● **WHAT NEEDS TO BE DONE**
Lines from the first one down to the one containing "That 93.8s test" in the data below are the only ones needed; please return them exactly, both ends included.

Collection entries:
PR #2001, opened 2026-08-15
perf(ci): take the last two heavy censuses off the debug shards

nh13:
Takes the last two heavy censuses off the debug-archive shards, which is where the wall now sits.

Representation-Change: none

## Where the wall is now

#1977 moved the soak chain off the critical path. Measured on run 31909112992, the first `main` run after it landed, the binding jobs are the two debug-archive test shards:

| job | job time | nextest summary | its heaviest test |
|---|---:|---:|---|
| `Test (3/6)` | 149s | 94.8s | **93.8s** — `merge::tests::direction_symmetry` |
| `Test oracle (2/4)` | 141s | 101.1s | 61.4s — `cis_confluence_axis` |
| `Build` | 242s | — | (starts at t=4, ends 246; the floor after this change) |

`Test (3/6)` was a shard wearing one test: 93.8s of a 94.8s summary. `Test (1/6)`, with a comparable test count, is 26.4s.

## The unit half of #1840, still running twice

That 93.8s test is `normalize::merge::tests::direction_symmetry`. #1955 moved the **integration** half (`issue_1542_direction_symmetry`) to `censuses` and left this one running in **both** shards — 93.8s un-armed in `test` and 85.2s armed in `test-oracle` on run 31909112992, though see **Measured effect** for why no single per-test figure here is reproducible.

**It cannot go to `censuses`, and the way it fails is silent.** That job selects `CENSUS_FILTER` off the soak archive, which is built `-p ferro-hgvs-soak-tests` and contains **no `src/` unit tests at all**. Naming a unit test there negates it from both shards and then selects nothing — deleting the census while turning both shards green *and faster*. `--no-tests=fail` does not catch it, because the step's other terms still match.

So this adds `ORACLE_ONLY_FILTER`, negated from `test` alone. It rests on the subsumption argument `censuses` and `sweeps` already make: an armed run adds assertions at `normalize_core_checked`'s exit and changes no behaviour, so the un-armed copy is redundant while the armed one runs. The subsumption claim is about **assertions**, not cost: in the base run the armed copy was in fact 9% cheaper than the un-armed one, and `clinvar` ran 1.8x the other way — cross-shard timing noise dominates any armed/un-armed effect.

`tests/it/oracle_only_filter_invariant.rs` guards the clause the saving actually rests on — **that `test-oracle` still runs what `test` dropped** — plus the two ways that could be undone (negating the filter there too, or excluding the module via `ORACLE_EXCLUDE`) and the `CENSUS_FILTER` trap above. Nothing else in the repository checks any of it, and each failure direction is one that turns CI green and faster.

## `clinvar_hgvs_tests` by the ordinary route

Second-heaviest test in `Test oracle (2/4)` at 54.9s, moved via `CENSUS_FILTER` as #1955 intended that filter to be used. It is a **parser** benchmark, not a normalization census — it never reaches `canonicalize_from_sequence` — so the soak profile's gains land directly on its gzip decode, JSON deserialization and `parse_hgvs`. It reaches `common::failure_expectations`, now compiled into the driver, and `regex`, now declared by `tests-soak`.

## Measured effect

The PR's own `pull_request` run (`31911822856`) had already produced the answer, so this reports it rather than projecting one.

| | base run `31909112992` | head run `31911822856` |
|---|---:|---:|
| run wall | 297s | **260s** |
| `Build` | 242s, ends 21:23:28 | 216s, ends 22:23:04 |
| last job to finish | `Test (3/6)`, ends 21:24:11 | **`Test oracle (4/4)`, 137s, ends 22:23:31** |
| `Test (3/6)` summary | 94.8s | **37.7s** |
| `Test oracle (2/4)` summary | 101.1s | 87.4s |
| `Test oracle (4/4)` summary | 73.8s | 99.1s |

**~37s of wall — and `Build` is not the floor.** The binding job after this change is `Test oracle (4/4)`, ending **27s after `Build`**, so an earlier draft's "no further carve-out helps until `Build` itself is addressed" does not hold on this PR's own evidence. The `Test (3/6)` prediction was right (37.7s against a predicted ~40s); the ceiling was not.

**A ceiling should not be projected from one run's per-test figures at all.** `merge::tests::direction_symmetry` measured 93.8s un-armed in `Test (3/6)` and 85.2s armed in `Test oracle (3/4)` on the base run, and 46.8s in that same armed shard an hour later — a 2x spread on one test. `Build` itself moved 242 to 216s over the same interval. That is why `ci.yml`'s new comment pins no per-test cost.

One caveat, stated because the point is about method: the base row is a `push` run on `main` and the head row a `pull_request` run on the merge ref, so this is not a perfectly controlled A/B. It does not rescue a ceiling — the 27s overshoot past `Build` is well outside anything the intervening merge accounts for.

I measured that separately and am **not** proposing it: dropping `lto` from the release profile inflates the binary from 8.61 MB to 9.72 MB, i.e. from 82% to 93% of the job's own 10 MB gate, and makes that gate measure a binary that is not the one shipped.

## Verification

- `cargo nextest list` confirms `test(merge::tests::direction_symmetry)` matches the unit test and **not** `issue_1542_direction_symmetry` — the fact that makes this a move rather than a deletion.
- `cargo clippy --workspace --features dev --all-targets -- -D warnings` clean; `cargo fmt --check` clean.
- `cargo build --tests -p ferro-hgvs-soak-tests` compiles (`--tests` matters: the package has no lib or bins, so a plain `cargo build -p` is a no-op that exits 0).
- All 20 selection/membership guards pass, including the four new ones.

One defect worth recording because the diff hides it: inserting the new `#[path]` module split `fixture_gen`'s `#[allow(dead_code)]` from its `#[path]` line, rebinding the attribute to the new module and leaving `fixture_gen` bare. It surfaced as a `dead_code` error in an unrelated module, and was confirmed as caused-here rather than pre-existing by running the same clippy invocation against a pristine checkout of the base.

### DIFF
--- a/.github/workflows/ci.yml
+++ b/.github/workflows/ci.yml
@@ -88,8 +88,9 @@ env:
   # WHY THEY MOVED. `--partition hash:K/N` assigns a test by a hash of its NAME,
   # so it balances shard *counts* and is blind to cost — the property already
   # recorded on `sweeps`, where all three exhaustive sweeps hashed into one
-  # shard. These four hashed into the two slowest jobs and made the workflow's
-  # critical path a single test. Measured on run 31845625298 (`044f085a`):
+  # shard. The three below hashed into the two slowest jobs and made the
+  # workflow's critical path a single test. Measured on run 31845625298
+  # (`044f085a`):
   #
   #                                             Test (K/6)   Test oracle (K/4)
   #   issue_1542_direction_symmetry               155.7s (3)         240.3s (1)
@@ -102,6 +103,20 @@ env:
   # test, so re-sharding cannot fix it — which is why `test-oracle`'s own
   # comment below, having chosen N=4 to separate the two bulk corpora, names
   # exactly this carve-out as the robust alternative. This is that alternative.
+  #
+  # The fourth member joined later and its figures are from a DIFFERENT run,
+  # 31909112992 — not comparable row-for-row with the three above, and subject
+  # to the same cross-run spread recorded on `ORACLE_ONLY_FILTER` below:
+  #
+  #   clinvar_hgvs_tests (2 tests)                 37.2s (2,6)         62.3s (2,4)
+  #
+  # Its two tests hash into FOUR different shards between the two matrices, so
+  # ~99s of work leaves them — but only the 54.9s copy in `Test oracle (2/4)`
+  # was on the critical path, which is why the wall-clock saving is much smaller
+  # than the work removed. It is also the only member that is a PARSER
+  # benchmark rather than a normalization census: it never reaches
+  # `canonicalize_from_sequence`, so the optimized archive's gains land on its
+  # gzip decode, JSON deserialization and `parse_hgvs` instead.
   #
   # AND WHY THE JOB, NOT THE JOB BOUNDARY, IS THE WIN. `censuses` consumes the
   # OPTIMIZED archive `test-build-soak` produces, which is where `sweeps`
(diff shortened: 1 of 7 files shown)


nh13:
@coderabbitai pause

● **RESULT OF THIS TASK**
PR #2001, opened 2026-08-15
perf(ci): take the last two heavy censuses off the debug shards

nh13:
Takes the last two heavy censuses off the debug-archive shards, which is where the wall now sits.

Representation-Change: none

## Where the wall is now

#1977 moved the soak chain off the critical path. Measured on run 31909112992, the first `main` run after it landed, the binding jobs are the two debug-archive test shards:

| job | job time | nextest summary | its heaviest test |
|---|---:|---:|---|
| `Test (3/6)` | 149s | 94.8s | **93.8s** — `merge::tests::direction_symmetry` |
| `Test oracle (2/4)` | 141s | 101.1s | 61.4s — `cis_confluence_axis` |
| `Build` | 242s | — | (starts at t=4, ends 246; the floor after this change) |

`Test (3/6)` was a shard wearing one test: 93.8s of a 94.8s summary. `Test (1/6)`, with a comparable test count, is 26.4s.

## The unit half of #1840, still running twice

That 93.8s test is `normalize::merge::tests::direction_symmetry`. #1955 moved the **integration** half (`issue_1542_direction_symmetry`) to `censuses` and left this one running in **both** shards — 93.8s un-armed in `test` and 85.2s armed in `test-oracle` on run 31909112992, though see **Measured effect** for why no single per-test figure here is reproducible.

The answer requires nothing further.